▶ **Information given**:
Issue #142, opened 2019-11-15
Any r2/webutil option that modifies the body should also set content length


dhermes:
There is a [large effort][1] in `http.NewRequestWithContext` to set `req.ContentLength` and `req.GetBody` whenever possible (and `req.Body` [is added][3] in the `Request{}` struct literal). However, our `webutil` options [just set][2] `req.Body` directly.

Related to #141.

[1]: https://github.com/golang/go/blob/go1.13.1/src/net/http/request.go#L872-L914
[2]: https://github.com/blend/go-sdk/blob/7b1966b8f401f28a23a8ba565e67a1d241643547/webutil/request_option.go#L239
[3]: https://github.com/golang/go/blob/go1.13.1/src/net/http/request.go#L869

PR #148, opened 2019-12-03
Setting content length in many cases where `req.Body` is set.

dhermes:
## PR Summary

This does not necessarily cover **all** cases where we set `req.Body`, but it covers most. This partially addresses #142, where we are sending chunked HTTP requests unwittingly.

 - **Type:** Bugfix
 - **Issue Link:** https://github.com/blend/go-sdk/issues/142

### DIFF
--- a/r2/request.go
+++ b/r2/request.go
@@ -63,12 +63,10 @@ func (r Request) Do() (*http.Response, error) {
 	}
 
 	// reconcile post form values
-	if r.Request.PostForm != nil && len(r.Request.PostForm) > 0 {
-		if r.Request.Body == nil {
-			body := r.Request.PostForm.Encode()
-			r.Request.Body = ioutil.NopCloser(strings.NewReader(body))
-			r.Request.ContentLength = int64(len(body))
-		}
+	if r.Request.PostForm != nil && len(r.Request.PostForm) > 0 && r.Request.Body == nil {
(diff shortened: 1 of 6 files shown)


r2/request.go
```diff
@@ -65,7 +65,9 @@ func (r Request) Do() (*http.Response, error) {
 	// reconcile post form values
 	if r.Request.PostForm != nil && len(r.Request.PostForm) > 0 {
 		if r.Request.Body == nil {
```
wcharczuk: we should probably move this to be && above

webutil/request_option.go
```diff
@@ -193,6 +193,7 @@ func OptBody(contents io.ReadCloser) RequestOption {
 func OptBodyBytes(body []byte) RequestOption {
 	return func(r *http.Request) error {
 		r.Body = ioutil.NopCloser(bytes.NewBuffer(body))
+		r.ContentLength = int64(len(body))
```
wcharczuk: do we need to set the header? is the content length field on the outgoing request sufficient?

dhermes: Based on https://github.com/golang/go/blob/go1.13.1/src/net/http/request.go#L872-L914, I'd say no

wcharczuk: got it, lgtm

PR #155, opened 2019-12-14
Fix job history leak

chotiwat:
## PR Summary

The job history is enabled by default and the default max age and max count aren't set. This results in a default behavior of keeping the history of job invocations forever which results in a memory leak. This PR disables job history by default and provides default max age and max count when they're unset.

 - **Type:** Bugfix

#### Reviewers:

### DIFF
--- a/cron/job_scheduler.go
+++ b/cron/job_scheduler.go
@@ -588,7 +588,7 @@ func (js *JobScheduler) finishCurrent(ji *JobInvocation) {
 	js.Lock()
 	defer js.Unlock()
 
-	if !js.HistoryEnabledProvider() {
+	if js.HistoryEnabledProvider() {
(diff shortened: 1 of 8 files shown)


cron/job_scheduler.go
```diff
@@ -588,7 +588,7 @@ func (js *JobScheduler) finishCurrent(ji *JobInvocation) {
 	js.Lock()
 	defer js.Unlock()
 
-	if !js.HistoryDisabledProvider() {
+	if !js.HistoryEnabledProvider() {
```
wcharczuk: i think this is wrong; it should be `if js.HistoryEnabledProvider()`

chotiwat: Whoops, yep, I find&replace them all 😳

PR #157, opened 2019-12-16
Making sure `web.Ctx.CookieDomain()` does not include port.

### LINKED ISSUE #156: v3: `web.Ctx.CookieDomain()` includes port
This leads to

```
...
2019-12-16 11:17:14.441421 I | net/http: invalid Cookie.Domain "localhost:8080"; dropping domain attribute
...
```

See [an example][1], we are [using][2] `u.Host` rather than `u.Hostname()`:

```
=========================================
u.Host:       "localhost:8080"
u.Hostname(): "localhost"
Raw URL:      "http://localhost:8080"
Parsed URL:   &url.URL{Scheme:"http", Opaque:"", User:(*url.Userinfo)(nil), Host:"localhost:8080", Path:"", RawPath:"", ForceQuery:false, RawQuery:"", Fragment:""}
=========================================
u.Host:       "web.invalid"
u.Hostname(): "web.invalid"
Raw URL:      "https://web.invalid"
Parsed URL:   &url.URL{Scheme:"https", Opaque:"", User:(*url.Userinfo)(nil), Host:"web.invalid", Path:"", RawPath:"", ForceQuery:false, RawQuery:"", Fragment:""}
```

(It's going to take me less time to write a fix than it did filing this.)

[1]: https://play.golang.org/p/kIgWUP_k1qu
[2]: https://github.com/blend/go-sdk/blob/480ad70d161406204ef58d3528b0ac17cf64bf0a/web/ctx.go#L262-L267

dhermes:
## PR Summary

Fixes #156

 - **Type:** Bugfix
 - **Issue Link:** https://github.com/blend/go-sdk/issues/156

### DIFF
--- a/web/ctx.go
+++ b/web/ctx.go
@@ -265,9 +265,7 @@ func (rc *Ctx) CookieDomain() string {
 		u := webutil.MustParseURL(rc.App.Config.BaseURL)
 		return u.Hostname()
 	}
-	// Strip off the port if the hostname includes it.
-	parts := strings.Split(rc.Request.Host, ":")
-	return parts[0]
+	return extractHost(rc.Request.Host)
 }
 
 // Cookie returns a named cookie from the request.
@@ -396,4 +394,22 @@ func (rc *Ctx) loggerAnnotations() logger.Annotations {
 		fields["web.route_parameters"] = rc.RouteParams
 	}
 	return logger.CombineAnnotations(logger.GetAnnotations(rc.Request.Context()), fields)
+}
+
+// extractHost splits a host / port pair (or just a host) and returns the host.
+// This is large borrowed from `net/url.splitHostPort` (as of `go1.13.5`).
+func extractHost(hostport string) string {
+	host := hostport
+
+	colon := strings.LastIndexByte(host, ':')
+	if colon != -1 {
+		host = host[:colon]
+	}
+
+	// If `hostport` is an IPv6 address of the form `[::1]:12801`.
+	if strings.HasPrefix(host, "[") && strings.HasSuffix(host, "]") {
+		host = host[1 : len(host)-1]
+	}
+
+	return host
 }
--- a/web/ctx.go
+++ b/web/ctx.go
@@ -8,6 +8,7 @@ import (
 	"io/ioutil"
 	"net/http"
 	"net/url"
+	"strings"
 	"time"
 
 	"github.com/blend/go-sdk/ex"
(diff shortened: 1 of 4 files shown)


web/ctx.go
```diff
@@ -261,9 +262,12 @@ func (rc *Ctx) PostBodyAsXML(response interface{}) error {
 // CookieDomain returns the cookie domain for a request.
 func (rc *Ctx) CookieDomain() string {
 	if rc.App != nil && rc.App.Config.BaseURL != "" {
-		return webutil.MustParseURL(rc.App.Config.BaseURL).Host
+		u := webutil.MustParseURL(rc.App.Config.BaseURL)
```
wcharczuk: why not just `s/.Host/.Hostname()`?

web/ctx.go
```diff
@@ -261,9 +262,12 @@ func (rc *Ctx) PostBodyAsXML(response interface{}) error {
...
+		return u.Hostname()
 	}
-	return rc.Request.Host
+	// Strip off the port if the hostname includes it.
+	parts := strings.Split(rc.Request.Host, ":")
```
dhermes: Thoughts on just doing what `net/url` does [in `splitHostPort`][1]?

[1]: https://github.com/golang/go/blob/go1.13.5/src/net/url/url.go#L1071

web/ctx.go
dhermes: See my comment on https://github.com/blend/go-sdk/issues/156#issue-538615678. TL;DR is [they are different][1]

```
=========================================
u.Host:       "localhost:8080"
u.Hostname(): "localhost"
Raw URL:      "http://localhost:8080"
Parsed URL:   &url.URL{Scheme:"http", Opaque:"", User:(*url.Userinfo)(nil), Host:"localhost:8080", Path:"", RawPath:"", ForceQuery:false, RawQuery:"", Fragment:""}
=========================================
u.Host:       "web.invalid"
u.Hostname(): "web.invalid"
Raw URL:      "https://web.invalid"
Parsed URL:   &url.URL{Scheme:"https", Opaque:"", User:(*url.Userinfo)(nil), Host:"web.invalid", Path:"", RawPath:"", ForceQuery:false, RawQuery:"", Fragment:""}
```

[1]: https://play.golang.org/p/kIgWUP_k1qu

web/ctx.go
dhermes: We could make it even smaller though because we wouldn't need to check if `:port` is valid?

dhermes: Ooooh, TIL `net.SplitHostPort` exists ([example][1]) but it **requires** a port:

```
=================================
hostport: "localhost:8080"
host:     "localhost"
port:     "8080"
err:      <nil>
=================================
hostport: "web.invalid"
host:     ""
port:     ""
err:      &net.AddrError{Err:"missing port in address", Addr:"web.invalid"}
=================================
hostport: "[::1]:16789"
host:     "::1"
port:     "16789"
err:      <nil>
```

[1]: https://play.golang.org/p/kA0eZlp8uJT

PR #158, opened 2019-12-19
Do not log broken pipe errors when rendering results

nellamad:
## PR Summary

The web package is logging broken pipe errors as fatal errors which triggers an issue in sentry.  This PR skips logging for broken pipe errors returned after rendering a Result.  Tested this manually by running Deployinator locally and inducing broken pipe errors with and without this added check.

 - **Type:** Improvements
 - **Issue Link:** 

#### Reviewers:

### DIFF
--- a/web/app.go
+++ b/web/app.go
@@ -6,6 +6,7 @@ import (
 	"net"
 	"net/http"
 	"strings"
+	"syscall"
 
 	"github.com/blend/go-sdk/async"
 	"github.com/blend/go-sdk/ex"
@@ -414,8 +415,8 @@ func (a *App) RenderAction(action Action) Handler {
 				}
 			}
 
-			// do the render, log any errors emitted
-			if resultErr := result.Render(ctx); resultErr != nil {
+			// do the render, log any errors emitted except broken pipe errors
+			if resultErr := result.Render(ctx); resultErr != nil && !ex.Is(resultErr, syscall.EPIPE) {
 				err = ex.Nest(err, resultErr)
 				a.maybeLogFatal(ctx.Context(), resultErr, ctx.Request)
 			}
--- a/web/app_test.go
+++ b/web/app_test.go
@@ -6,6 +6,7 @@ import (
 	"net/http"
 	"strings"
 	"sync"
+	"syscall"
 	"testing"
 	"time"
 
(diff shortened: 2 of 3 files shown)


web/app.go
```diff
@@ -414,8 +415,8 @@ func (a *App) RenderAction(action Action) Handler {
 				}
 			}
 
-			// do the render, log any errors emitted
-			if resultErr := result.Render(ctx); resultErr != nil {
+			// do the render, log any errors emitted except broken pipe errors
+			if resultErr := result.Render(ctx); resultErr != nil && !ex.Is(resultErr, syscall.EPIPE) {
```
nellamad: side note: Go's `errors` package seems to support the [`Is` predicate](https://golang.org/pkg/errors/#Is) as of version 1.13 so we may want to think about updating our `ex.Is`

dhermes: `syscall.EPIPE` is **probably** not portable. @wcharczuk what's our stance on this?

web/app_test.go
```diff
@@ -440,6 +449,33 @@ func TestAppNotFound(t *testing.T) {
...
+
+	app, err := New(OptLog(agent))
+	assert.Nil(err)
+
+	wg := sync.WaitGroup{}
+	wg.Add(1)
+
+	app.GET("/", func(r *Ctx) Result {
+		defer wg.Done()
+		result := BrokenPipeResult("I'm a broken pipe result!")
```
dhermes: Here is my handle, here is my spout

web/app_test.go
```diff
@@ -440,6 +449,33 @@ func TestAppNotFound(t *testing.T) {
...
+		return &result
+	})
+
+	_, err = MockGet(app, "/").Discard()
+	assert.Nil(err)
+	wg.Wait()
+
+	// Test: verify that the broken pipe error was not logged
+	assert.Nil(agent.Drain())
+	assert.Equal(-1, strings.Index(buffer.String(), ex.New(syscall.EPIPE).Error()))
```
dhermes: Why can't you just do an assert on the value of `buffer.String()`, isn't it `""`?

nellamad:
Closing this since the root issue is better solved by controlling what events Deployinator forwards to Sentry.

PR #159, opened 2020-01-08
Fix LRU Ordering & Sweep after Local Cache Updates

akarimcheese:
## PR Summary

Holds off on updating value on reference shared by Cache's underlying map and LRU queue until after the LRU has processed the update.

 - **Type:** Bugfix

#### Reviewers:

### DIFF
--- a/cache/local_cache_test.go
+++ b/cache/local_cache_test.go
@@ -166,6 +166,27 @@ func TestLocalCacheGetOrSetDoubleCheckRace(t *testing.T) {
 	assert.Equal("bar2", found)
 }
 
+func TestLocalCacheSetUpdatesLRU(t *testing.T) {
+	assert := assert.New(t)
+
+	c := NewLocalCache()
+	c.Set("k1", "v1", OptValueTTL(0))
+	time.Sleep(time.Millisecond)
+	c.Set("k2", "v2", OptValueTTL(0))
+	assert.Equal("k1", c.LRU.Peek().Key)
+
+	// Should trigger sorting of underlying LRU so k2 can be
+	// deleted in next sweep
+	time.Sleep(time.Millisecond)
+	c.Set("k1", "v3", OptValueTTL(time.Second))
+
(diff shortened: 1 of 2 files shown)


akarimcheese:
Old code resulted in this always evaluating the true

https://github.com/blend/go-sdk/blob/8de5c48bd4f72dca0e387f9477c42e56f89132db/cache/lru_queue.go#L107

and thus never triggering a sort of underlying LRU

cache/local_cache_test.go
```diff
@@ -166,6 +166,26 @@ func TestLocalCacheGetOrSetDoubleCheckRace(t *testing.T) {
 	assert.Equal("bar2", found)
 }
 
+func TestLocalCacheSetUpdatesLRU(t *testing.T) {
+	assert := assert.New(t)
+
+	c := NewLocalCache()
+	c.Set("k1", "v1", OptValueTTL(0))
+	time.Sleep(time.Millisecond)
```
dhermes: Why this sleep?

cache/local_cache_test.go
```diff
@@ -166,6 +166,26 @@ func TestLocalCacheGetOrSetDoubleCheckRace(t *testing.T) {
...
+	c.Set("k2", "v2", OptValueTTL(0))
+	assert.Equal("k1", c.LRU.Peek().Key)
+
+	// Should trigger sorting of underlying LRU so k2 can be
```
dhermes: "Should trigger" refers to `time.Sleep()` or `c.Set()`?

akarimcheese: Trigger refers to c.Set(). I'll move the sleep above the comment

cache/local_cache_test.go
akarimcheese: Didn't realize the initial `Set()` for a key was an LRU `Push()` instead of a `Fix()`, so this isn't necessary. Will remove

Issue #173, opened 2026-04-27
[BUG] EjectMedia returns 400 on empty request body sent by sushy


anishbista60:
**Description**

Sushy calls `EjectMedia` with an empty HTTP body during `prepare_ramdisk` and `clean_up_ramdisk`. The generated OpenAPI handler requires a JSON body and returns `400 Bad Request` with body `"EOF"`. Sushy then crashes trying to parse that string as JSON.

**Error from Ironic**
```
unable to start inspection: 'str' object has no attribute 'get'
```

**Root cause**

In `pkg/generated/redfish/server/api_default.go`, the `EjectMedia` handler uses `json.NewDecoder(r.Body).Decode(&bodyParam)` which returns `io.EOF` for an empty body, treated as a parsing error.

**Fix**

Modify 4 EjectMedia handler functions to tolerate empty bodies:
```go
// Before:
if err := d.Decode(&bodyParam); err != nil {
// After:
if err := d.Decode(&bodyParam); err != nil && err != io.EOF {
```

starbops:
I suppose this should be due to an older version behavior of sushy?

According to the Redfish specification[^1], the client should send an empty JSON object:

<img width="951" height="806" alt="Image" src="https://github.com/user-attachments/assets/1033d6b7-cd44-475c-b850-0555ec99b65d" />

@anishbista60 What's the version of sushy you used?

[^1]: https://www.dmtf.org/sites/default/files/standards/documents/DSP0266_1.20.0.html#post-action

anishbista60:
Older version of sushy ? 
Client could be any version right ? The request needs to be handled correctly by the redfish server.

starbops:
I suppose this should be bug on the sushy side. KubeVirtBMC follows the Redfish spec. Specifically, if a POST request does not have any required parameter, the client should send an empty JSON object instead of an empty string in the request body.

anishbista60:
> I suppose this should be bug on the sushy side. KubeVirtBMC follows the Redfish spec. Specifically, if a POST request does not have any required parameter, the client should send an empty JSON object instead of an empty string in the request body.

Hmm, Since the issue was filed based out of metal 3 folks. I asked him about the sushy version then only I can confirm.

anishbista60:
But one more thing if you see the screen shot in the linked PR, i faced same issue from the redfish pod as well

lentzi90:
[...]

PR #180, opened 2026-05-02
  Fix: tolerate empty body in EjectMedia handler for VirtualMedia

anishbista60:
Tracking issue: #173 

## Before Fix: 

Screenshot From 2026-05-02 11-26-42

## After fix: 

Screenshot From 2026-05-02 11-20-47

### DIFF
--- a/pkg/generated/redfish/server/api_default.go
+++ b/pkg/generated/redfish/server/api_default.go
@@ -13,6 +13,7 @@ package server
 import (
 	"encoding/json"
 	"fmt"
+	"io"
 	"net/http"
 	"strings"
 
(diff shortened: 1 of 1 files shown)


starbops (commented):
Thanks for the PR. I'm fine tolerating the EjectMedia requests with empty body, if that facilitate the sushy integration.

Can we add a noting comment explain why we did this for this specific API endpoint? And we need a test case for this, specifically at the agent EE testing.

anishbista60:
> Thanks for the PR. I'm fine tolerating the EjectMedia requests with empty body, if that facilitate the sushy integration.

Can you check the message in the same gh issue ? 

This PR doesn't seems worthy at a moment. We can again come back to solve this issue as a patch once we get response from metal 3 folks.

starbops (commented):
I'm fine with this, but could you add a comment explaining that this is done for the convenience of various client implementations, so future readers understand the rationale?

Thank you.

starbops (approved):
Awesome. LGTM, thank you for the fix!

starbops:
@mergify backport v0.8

▶ **Problem to solve**: Above are the entries; copy out every line among them that contains the word "facilitate".

▶ **Task result**:
Thanks for the PR. I'm fine tolerating the EjectMedia requests with empty body, if that facilitate the sushy integration.
> Thanks for the PR. I'm fine tolerating the EjectMedia requests with empty body, if that facilitate the sushy integration.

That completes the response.